───── INPUT DATA ─────

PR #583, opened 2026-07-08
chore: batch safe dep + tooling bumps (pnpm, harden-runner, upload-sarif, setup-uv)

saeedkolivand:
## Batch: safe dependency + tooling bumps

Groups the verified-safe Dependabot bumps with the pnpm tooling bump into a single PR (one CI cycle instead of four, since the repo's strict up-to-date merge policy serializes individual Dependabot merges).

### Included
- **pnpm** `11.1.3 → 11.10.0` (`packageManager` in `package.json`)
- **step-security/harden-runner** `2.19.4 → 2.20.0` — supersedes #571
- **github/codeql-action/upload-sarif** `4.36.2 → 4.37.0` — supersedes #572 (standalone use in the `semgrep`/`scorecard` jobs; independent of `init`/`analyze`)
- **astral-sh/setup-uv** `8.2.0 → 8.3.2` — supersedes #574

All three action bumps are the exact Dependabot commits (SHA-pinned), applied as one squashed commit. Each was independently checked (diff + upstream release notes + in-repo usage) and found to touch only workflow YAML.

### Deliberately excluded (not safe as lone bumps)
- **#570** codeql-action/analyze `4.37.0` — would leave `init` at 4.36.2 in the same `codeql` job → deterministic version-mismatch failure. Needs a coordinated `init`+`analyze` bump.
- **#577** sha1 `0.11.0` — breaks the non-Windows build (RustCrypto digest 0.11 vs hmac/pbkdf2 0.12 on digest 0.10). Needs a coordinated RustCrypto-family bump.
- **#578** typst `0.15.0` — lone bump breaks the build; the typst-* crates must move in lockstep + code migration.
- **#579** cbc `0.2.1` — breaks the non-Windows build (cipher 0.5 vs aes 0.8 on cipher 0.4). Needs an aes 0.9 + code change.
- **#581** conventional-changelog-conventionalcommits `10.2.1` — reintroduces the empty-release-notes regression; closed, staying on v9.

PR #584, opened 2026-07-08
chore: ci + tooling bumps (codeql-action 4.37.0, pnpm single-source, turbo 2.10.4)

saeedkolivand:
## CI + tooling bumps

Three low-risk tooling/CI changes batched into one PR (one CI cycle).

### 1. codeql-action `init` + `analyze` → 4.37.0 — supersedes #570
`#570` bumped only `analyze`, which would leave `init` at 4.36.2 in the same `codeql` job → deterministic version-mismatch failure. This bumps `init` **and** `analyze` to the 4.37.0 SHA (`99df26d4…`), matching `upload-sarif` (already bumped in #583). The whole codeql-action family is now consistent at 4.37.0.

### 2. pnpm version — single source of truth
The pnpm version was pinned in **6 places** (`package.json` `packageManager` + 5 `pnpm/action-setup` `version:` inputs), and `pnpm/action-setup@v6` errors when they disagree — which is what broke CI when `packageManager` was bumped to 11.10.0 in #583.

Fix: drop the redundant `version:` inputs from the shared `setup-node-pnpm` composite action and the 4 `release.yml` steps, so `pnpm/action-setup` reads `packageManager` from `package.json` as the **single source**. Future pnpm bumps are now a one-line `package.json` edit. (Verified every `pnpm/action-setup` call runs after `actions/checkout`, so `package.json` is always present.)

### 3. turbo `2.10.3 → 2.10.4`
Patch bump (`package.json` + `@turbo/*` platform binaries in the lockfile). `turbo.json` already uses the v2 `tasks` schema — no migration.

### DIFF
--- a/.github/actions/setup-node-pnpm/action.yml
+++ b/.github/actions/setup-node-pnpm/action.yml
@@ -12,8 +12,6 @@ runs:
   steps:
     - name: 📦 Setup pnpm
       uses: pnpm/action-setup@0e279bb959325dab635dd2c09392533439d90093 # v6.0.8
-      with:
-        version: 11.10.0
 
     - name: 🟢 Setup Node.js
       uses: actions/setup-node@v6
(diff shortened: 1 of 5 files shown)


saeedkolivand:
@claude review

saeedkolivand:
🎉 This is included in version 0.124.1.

─────
───── INPUT DATA ─────

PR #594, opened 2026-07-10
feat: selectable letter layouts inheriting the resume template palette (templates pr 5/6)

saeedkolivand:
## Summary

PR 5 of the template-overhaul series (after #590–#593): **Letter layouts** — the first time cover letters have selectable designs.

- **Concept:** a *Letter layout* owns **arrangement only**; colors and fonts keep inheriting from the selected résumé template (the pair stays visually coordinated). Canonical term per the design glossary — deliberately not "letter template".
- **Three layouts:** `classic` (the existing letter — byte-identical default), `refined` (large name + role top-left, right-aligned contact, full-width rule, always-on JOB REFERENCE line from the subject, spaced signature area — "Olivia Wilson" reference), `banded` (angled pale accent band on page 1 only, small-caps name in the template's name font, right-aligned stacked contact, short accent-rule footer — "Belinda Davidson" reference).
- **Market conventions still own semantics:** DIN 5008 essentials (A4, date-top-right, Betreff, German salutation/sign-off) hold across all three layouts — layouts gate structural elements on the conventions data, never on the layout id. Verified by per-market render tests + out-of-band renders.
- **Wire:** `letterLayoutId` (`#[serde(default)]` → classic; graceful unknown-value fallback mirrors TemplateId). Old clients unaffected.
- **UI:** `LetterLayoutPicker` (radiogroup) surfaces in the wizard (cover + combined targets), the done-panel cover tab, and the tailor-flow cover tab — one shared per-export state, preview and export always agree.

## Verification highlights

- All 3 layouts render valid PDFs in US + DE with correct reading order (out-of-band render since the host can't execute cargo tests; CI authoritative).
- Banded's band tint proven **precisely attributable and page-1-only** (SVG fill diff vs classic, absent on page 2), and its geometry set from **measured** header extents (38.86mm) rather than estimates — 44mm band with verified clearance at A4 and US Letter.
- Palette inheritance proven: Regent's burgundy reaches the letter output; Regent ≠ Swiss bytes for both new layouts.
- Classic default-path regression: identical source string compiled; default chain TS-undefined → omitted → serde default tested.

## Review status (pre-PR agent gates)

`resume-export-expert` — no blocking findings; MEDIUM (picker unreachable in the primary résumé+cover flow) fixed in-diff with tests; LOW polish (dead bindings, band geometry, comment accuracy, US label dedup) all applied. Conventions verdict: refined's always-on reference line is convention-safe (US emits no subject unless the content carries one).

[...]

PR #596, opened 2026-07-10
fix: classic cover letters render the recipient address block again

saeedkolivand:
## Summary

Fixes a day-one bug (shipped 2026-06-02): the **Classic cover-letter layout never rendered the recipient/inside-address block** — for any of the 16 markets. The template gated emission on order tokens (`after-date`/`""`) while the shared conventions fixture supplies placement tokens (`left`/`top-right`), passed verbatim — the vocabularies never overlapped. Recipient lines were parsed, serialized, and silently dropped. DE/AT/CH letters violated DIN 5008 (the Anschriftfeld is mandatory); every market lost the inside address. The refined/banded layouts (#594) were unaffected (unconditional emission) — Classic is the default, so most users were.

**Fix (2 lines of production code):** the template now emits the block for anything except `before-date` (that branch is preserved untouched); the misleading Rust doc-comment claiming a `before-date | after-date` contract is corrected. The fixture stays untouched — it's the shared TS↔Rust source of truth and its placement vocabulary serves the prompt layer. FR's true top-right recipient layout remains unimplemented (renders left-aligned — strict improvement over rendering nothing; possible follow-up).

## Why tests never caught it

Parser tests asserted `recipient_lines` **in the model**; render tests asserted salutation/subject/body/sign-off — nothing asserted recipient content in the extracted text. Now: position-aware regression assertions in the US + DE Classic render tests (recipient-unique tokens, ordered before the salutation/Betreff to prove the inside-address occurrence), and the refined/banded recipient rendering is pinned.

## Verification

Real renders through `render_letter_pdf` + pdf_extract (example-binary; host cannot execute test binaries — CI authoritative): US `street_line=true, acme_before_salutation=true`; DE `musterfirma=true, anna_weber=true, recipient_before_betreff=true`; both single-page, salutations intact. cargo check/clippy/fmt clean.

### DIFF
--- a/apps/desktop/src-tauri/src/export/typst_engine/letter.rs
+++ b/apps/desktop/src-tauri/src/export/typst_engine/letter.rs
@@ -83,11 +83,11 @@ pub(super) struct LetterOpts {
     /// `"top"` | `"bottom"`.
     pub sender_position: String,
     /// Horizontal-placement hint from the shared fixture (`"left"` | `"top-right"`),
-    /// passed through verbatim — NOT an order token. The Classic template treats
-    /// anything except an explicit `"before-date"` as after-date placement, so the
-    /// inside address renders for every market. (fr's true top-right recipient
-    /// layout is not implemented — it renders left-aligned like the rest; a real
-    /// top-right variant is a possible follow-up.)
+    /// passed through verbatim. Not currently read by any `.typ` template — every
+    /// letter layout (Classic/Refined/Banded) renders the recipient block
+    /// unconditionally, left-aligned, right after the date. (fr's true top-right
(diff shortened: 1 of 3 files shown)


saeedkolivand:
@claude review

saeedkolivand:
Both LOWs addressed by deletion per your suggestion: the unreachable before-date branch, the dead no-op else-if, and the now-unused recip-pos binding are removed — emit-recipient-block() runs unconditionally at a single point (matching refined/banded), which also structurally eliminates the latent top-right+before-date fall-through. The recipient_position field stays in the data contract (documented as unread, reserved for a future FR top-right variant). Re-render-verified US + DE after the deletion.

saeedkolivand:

─────

WHAT TO PRODUCE: Would you please write out, exactly and with no other lines, the stretch of the listing above from the line containing "schema — no migration." through the line containing "in version 0.124.1."?

SOLUTION TO THE PROBLEM:
Patch bump (`package.json` + `@turbo/*` platform binaries in the lockfile). `turbo.json` already uses the v2 `tasks` schema — no migration.

### DIFF
--- a/.github/actions/setup-node-pnpm/action.yml
+++ b/.github/actions/setup-node-pnpm/action.yml
@@ -12,8 +12,6 @@ runs:
   steps:
     - name: 📦 Setup pnpm
       uses: pnpm/action-setup@0e279bb959325dab635dd2c09392533439d90093 # v6.0.8
-      with:
-        version: 11.10.0
 
     - name: 🟢 Setup Node.js
       uses: actions/setup-node@v6
(diff shortened: 1 of 5 files shown)


saeedkolivand:
@claude review

saeedkolivand:
🎉 This is included in version 0.124.1.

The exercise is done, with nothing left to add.